On Dec. 12, 1969, a bomb exploded at Milan’s Banca Nazionale dell’Agricoltura. Known as the Strage di Piazza Fontana (Fontana Square Massacre), the event signaled the beginning of a turbulent decade marked by domestic terrorism that came from both the extreme right and left. On the night of the bombing, the anarchist and railway worker Giuseppe Pinelli was arrested for suspected involvement in the crime; after three days of questioning, he died under suspicious circumstances, falling from the fourth-floor window of the police station. A court later ruled Pinelli innocent, as evidence pointed to neo-Fascists and members of the Italian secret service. However, the Piazza Fontana case was closed in 2005 without criminal charges ever having been brought against Pinelli’s interrogators or any of the likely suspects.
On Dec. 12, 2009, a commemorative installation by 31-year-old Francesco Arena, one of Italy’s most promising young artists, opened at Monitor gallery (which funded it). Titled 18.900 metri su ardesia—la strada di Pinelli (18,900 Meters on Slate—Pinelli’s Route), the room-size work comprises 322 square slate slabs, each carved with some 100 parallel lines that together add up to the total distance—about 62,000 feet—covered by Pinelli before he entered the police station on the day of the bombing. (The artist reconstructed the itinerary from court papers that document his movements from the end of his shift to his attendance at a meeting of the Ponte della Ghisolfa anarchist circle, where he was arrested.) Partly lining the gallery floor and partly piled in three columns, the gray slabs formed a sober, if not somber, landscape.

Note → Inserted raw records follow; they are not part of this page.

PR #13, opened 2017-01-17
Line parse and split

dankwart-de:


RoddyCore/src/de/dkfz/roddy/tools/ComplexLine.groovy
```diff
@@ -0,0 +1,196 @@
...
+            } else if (fitsToOpeningCharacter(character, openedStarts.peek())) {
+                openedStarts.pop()
+                if (lineNodes.size() > 0)
+                    lineNodes.pop()
+                if (lineNodes.size() > 0)
+                    current = lineNodes.peek()
+                current.blocks << new TextNode(character as String);
+            } else {
+                ((TextNode) current.blocks[-1]).text << character;
+                openedStarts.push(character)
```
vinjana: There is no check here that this character is indeed an opening character. It could also be closing, namely if it is neither a normal character nor the closing character matching to the top of the openedStarts stack.

What would happen with the input 'blablabla)'?  (oops forgot the opening paren!) Should there not be at least a warning in this situation?

RoddyCore/test/de/dkfz/roddy/tools/ComplexLineTest.groovy
```diff
@@ -0,0 +1,123 @@
...
+    ]
+
+    public static final String codeLineExample = "def multiline='a string', b={something[in a braquet]}, method(a(b()))"
+    public static final String[] splittedCodeLineExample = [
+            "def multiline='a string'",
+            " b={something[in a braquet]}",
+            " method(a(b()))"
+    ]
+
+    public static final String faultyLineExample = "a(b(c())"
```
vinjana: I would like to see more aberrant inputs resulting in proper error messages or at least warnings (What is wrong? Which character in which string?). 

forgotten closing paren: "(blabla"
confused/non-matching paren types: "(a\\"b)\\""
forgotten opening paren: "balbla}"
non-matching paren types: "\\"blabla\\'"
singleton opening paren: "{"
singleton closing paren: ")"
etc.

Most of these inputs are wrong in 99% of the cases (even though they may not have to be fatal in the special case). But then, why should "(blabla" raise a parse error, but not "blabla)"? So if this is going to be a non-strict parser, what would be the conditions under which it should fail fatally and when to continue silently or only with a warning?

RoddyCore/test/de/dkfz/roddy/tools/ComplexLineTest.groovy
```diff
@@ -0,0 +1,123 @@
...
+    @Test
+    public void testParseCodeLine() {
+        ComplexLine.ComplexNode parsed = ComplexLine.parseLine(codeLineExample) as ComplexLine.ComplexNode;
+        assert parsed.blocks.size() == 7
+        assert parsed.blocks[0] instanceof ComplexLine.TextNode && parsed.blocks[0].reassemble() == "def multiline='"
+        assert ((ComplexLine.ComplexNode)parsed.blocks[1]).blocks[0].reassemble() == "a string"
+        assert parsed.blocks[2] instanceof ComplexLine.TextNode && parsed.blocks[2].reassemble() == "', b={"
+    }
+
+    @Test(expected = IOException)
```
vinjana: Can you make tests that also check the exception message? Look an @Rule.
Also: More faulty examples (see above)!

RoddyCore/src/de/dkfz/roddy/tools/ComplexLine.groovy
```diff
@@ -0,0 +1,196 @@
...
+        }
+
+        @Override
+        String reassemble() {
+            return text.toString()
+        }
+
+        @Override
+        String[] splitBy(String s) {
+            return text.toString().split(s)
```
vinjana: Maybe this would be a good place to handle special situations, such as ",blabla" or "blabla," when splitting on ','. Maybe you wouldn't need the extra + "" below then.

RoddyCore/src/de/dkfz/roddy/tools/ComplexLine.groovy
```diff
@@ -0,0 +1,196 @@
...
+            }
+            return _content.toString();
+        }
+
+        public String[] splitBy(String s) {
+            // Keep a list of splitted, prepared blocks. The list will be used to join results.
+            List<StringBuilder> splittedBlocks = []
+            for (int i = 0; i < blocks.size(); i++) {
+                List<String> splitted = null
+                if (blocks[i] instanceof TextNode) {
```
vinjana: Hm, would it be more appropriate to use a intuitively named, polymorphic (dynamic) method on TextNode and ComplexNode, that does the right thing, instead of the "instanceof"?

RoddyCore/src/de/dkfz/roddy/tools/ComplexLine.groovy
```diff
@@ -0,0 +1,145 @@
...
+        possibleContainersByOpeningCharacter['\'' as char] = '\'' as Character
+        possibleContainersByOpeningCharacter['\"' as char] = '\"' as Character
+        possibleContainersByOpeningCharacter['{' as char] = '}' as Character
+        possibleContainersByOpeningCharacter['[' as char] = ']' as Character
+        possibleContainersByOpeningCharacter['(' as char] = ')' as Character
+
+        possibleContainersByOpeningCharacter.each { Character key, Character value -> possibleContainersByClosingCharacter[value] = key }
+    }
+
+    String line;
```
dankwart-de: Done

RoddyCore/src/de/dkfz/roddy/tools/ComplexLine.groovy
```diff
@@ -0,0 +1,196 @@
...
+    LineNode parsedLine;
+
+    /**
+     * Parsed line represents a transformed / parsed line. Currently, single and double ticks will be used
+     * to identify children.
+     *
+     * E.g. --abc --def="ab,def;efk=test;anotherValue='equals'" --jki --a="something=def"
```
dankwart-de: Done

RoddyCore/src/de/dkfz/roddy/tools/ComplexLine.groovy
dankwart-de: Done, but not necessarily better.

RoddyCore/src/de/dkfz/roddy/tools/ComplexLine.groovy
```diff
@@ -0,0 +1,196 @@
...
+
+        public String[] splitBy(String s) {
+            // Keep a list of splitted, prepared blocks. The list will be used to join results.
+            List<StringBuilder> splittedBlocks = []
+            for (int i = 0; i < blocks.size(); i++) {
+                List<String> splitted = null
+                if (blocks[i] instanceof TextNode) {
+                    splitted = blocks[i].splitBy(s) as List<String>
+
+                    // If our string ends with the splitter, the splitted entry would be lost. Append an empty entry to preserve it.
```
dankwart-de: That's not a problem. ",,,".splitBy(",") will be [ "", "", "" ], that is also, why I put an extra "" at the end in some cases.

RoddyCore/src/de/dkfz/roddy/tools/ComplexLine.groovy
```diff
@@ -0,0 +1,196 @@
...
+    }
+
+    public static fitsToOpeningCharacter(Character c, Character o) {
+        return possibleContainersByClosingCharacter[c] == o
+    }
+
+    public static LineNode parseLine(String line) {
+
+        Stack<Character> openedStarts = new Stack<>();
+        openedStarts.push('ö' as char)
```
dankwart-de: Just needed something :p

RoddyCore/src/de/dkfz/roddy/tools/ComplexLine.groovy
```diff
@@ -0,0 +1,196 @@
...
+        Stack<ComplexNode> lineNodes = new Stack<>()
+        lineNodes.push(current)
+
+        for (int i = 0; i < line.length(); i++) {
+
+            char character = line.getChars()[i];
+
+            if (!isOpeningOrClosingCharacter(character)) {
+                ((TextNode) current.blocks[-1]).text << character;
+                continue;
```
dankwart-de: Done

RoddyCore/src/de/dkfz/roddy/tools/ComplexLine.groovy
```diff
@@ -0,0 +1,196 @@
...
+            } else if (fitsToOpeningCharacter(character, openedStarts.peek())) {
+                openedStarts.pop()
+                if (lineNodes.size() > 0)
+                    lineNodes.pop()
+                if (lineNodes.size() > 0)
```
dankwart-de: No! This is not the same! First I check if lineNode is > 0, then I pop from it and check again!

RoddyCore/src/de/dkfz/roddy/tools/ComplexLine.groovy
dankwart-de: Well it is either NOT an open/close OR a close OR finally an open.

RoddyCore/src/de/dkfz/roddy/tools/ComplexLine.groovy
```diff
@@ -0,0 +1,196 @@
...
+            } else {
+                ((TextNode) current.blocks[-1]).text << character;
+                openedStarts.push(character)
+                current.blocks << new ComplexNode()
+//                lineNodes.peek().children << current
+                current = current.blocks[-1] as ComplexNode
+                lineNodes.push(current);
+            }
+        }
+        if (lineNodes.size() > 1) throw new IOException("The line $line is malformed. There is an enclosing literal missing.")
```
dankwart-de: Yep

RoddyCore/test/de/dkfz/roddy/tools/ComplexLineTest.groovy
dankwart-de: Good question, I am tempted to let it be non-strict.

RoddyCore/src/de/dkfz/roddy/tools/ComplexLine.groovy
dankwart-de: Hm. Don't know, what you mean. I'd leave it for now?

RoddyCore/test/de/dkfz/roddy/tools/ComplexLineTest.groovy
dankwart-de: I'd leave it for now ok? I'll put some comments into the test class and see, how everything works out for the current cases.

RoddyCore/test/de/dkfz/roddy/tools/ComplexLineTest.groovy
dankwart-de: Done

As a floor-bound sculpture composed of regular units, the work echoed Carl Andre’s late-1960s floor pieces; it also evoked Walter De Maria’s 1979 Broken Kilometer, although the political and personal references in Arena’s installation turned Minimalism’s neutral impersonality on its head. And while the slab-free corner to the left of the room’s entrance seemed an homage to Pino Pascali’s 32 metri quadrati di mare circa (About 32 Square Meters of Sea), 1967, with its corner squares detached from the overall composition, the gravity of this installation is far removed from the Arte Povera artist’s playfulness. The idea that the distance a man covered on his last day of freedom before an unjust arrest could be contained in a single room was terribly poignant.
Concerned with what he has called “memory’s lack of resistance,” Arena has realized some of his strongest works by drawing on controversial moments in history, mostly Italian. For example, 3,24 mq (3.24 sq. meters), 2004, is a life-size reproduction of the room in which, in 1978, the center-right political leader and former premier Aldo Moro was held captive for 55 days before being killed by the leftist terrorist group Brigate Rosse. Mature both formally and conceptually, 18.900 metri su ardesia bridges politics and esthetics by forgoing a simplistic political stance. Instead it presents a bare historical fact, engaging viewers both physically and emotionally while raising their awareness about space’s lack of neutrality.
Photo: Francesco Arena: 18,900 Meters on Slate—Pinelli’s Route, 2009, slate, 322 pieces, each 231⁄2 inches square; at Monitor.